▶ [Records shown]:
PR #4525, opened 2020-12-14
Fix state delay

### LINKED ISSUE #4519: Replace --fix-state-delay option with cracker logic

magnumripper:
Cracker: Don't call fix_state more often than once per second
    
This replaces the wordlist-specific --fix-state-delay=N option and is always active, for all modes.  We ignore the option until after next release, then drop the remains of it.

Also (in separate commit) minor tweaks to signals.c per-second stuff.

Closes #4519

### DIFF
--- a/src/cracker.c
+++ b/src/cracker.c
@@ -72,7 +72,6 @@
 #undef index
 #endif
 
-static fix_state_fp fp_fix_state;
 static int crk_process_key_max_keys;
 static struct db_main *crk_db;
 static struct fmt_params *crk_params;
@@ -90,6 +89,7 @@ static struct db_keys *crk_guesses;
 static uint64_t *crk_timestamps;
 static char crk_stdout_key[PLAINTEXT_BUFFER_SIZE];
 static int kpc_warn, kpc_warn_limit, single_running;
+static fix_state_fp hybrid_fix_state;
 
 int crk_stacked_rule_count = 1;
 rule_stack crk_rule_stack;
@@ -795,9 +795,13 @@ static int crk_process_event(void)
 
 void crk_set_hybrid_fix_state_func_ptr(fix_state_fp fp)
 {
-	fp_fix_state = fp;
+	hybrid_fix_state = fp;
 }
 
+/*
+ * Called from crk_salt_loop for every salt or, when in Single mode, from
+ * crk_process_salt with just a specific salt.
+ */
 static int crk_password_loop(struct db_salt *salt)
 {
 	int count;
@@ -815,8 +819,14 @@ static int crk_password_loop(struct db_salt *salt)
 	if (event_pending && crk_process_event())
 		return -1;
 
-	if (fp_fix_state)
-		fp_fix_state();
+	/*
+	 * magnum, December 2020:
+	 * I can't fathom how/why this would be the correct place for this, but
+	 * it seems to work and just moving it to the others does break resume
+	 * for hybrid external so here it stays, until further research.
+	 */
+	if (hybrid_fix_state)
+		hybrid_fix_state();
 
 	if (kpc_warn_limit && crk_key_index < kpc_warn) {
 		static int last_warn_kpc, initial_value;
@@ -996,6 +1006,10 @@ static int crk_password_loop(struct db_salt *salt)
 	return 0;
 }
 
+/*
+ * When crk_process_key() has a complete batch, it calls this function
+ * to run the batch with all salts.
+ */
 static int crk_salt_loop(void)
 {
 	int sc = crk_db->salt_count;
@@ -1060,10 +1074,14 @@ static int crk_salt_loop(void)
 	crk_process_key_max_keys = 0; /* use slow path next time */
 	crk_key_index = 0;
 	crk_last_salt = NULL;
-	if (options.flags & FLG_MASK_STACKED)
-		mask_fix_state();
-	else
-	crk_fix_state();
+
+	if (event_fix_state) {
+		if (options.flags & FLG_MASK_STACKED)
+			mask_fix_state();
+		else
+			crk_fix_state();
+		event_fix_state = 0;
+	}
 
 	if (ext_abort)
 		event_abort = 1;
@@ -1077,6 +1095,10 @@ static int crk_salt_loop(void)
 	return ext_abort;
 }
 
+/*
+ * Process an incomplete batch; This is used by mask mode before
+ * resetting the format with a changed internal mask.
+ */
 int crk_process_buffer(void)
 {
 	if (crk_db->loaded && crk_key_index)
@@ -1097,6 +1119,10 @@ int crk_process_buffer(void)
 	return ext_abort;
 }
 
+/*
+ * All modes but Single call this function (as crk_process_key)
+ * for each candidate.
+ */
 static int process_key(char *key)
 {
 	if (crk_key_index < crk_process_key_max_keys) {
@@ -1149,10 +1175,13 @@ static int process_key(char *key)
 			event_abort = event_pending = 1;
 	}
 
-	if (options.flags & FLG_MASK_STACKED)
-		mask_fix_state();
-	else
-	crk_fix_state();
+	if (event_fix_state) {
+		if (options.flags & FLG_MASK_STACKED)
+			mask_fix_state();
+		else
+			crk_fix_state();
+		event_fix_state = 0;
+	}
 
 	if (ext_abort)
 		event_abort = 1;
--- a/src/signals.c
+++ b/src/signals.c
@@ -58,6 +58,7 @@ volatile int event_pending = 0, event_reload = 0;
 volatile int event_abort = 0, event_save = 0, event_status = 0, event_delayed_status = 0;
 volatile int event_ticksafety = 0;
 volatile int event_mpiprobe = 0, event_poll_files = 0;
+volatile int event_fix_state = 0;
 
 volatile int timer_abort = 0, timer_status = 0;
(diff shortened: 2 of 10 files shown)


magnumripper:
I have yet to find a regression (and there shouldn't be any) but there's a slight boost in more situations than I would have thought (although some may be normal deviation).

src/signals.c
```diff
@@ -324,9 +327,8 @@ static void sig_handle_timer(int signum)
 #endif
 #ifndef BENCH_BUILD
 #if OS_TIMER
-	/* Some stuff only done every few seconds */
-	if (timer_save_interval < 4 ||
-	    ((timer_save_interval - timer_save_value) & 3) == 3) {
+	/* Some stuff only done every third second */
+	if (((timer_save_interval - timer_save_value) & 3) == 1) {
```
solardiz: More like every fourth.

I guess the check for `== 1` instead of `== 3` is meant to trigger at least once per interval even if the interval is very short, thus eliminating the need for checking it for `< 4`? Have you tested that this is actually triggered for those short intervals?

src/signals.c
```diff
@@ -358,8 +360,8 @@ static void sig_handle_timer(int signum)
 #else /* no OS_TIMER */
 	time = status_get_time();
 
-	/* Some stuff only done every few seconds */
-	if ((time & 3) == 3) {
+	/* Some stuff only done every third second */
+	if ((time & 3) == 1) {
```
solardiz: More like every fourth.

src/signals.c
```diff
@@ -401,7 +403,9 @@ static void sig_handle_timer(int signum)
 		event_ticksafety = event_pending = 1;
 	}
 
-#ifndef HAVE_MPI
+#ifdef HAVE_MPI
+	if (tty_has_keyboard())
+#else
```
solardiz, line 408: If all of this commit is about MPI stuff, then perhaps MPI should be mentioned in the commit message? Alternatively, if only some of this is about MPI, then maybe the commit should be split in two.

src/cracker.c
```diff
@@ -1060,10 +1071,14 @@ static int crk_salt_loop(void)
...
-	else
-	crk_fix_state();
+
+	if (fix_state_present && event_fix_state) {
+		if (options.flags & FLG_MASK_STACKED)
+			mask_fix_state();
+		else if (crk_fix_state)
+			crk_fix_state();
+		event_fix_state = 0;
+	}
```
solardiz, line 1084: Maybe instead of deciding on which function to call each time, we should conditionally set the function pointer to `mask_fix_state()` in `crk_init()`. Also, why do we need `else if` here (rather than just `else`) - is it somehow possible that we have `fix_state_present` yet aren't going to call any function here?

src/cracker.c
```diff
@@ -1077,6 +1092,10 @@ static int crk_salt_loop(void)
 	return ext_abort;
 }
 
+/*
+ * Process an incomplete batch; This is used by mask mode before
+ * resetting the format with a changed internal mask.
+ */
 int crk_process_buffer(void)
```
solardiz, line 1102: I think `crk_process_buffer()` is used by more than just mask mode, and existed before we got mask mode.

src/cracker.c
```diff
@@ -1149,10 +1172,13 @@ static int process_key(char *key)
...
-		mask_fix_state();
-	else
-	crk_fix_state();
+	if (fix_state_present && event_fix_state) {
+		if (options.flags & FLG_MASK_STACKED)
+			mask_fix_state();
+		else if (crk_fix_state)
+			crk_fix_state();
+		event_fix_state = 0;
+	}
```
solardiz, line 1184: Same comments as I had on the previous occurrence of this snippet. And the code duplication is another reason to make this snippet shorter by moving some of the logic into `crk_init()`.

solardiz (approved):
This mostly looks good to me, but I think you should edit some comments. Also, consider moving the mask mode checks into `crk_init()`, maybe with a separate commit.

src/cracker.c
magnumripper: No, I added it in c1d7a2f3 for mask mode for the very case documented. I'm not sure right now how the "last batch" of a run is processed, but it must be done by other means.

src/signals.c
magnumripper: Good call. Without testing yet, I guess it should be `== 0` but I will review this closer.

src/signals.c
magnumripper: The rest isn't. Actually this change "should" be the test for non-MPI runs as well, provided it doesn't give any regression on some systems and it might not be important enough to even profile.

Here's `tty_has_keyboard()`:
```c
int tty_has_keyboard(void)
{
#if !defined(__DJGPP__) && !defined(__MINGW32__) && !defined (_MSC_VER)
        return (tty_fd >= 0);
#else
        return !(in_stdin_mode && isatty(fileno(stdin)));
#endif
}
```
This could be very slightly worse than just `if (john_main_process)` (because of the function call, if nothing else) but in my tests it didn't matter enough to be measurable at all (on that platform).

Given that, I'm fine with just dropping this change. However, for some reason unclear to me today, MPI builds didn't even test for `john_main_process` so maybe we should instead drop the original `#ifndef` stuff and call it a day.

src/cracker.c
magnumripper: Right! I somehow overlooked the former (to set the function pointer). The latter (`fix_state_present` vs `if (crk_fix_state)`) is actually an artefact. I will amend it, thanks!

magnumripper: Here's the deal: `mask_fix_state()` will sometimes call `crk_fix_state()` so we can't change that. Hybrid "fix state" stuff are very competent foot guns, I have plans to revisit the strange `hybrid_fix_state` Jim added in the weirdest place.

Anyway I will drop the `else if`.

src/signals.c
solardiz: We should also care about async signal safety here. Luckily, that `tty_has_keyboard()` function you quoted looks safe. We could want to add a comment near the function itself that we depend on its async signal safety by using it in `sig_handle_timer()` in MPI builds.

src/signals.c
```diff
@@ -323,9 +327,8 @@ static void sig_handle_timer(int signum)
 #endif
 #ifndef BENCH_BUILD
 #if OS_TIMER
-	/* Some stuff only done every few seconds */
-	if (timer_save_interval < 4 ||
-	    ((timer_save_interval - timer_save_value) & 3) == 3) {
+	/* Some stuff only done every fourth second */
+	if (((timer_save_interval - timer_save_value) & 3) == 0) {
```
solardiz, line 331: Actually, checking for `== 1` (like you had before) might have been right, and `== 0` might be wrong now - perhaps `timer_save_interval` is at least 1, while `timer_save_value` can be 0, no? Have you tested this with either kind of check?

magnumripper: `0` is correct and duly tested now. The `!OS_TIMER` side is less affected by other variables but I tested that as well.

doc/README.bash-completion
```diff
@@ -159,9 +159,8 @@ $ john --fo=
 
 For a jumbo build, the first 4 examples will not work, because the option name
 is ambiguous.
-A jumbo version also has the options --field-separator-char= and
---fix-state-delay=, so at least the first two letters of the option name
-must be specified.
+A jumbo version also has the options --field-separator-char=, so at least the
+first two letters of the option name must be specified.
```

▶ [Assignment]:
Return a copy of each line in the entries that contains "version".

▶ [Reply to the task]:
-A jumbo version also has the options --field-separator-char= and
+A jumbo version also has the options --field-separator-char=, so at least the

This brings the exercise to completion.